- PROBLEM TO WORK ON:
Reproduce exactly the line with "drmemtrace -trace_after_instrs introduces" and all the lines beneath it, stopping only at the end of the material.

- DATASET CONTENT:
------------------------------------
Issue #6745, opened 2024-03-29
drmemtrace -trace_after_instrs introduces gap between first and second timestamps


abhinav92003:
When drmemtrace tracing is done with -trace_after_instrs enabled, the timestamp in the trace buffer at thread-init is set to the then timestamp, but trace entries start pouring in only after the specified count of instrs have passed. This introduces a gap in the first and second timestamp in the trace, which is directly proportional to the requested -trace_after_instrs value.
------------------------------------
- ANSWER TO THIS EXERCISE:
drmemtrace -trace_after_instrs introduces gap between first and second timestamps


abhinav92003:
When drmemtrace tracing is done with -trace_after_instrs enabled, the timestamp in the trace buffer at thread-init is set to the then timestamp, but trace entries start pouring in only after the specified count of instrs have passed. This introduces a gap in the first and second timestamp in the trace, which is directly proportional to the requested -trace_after_instrs value.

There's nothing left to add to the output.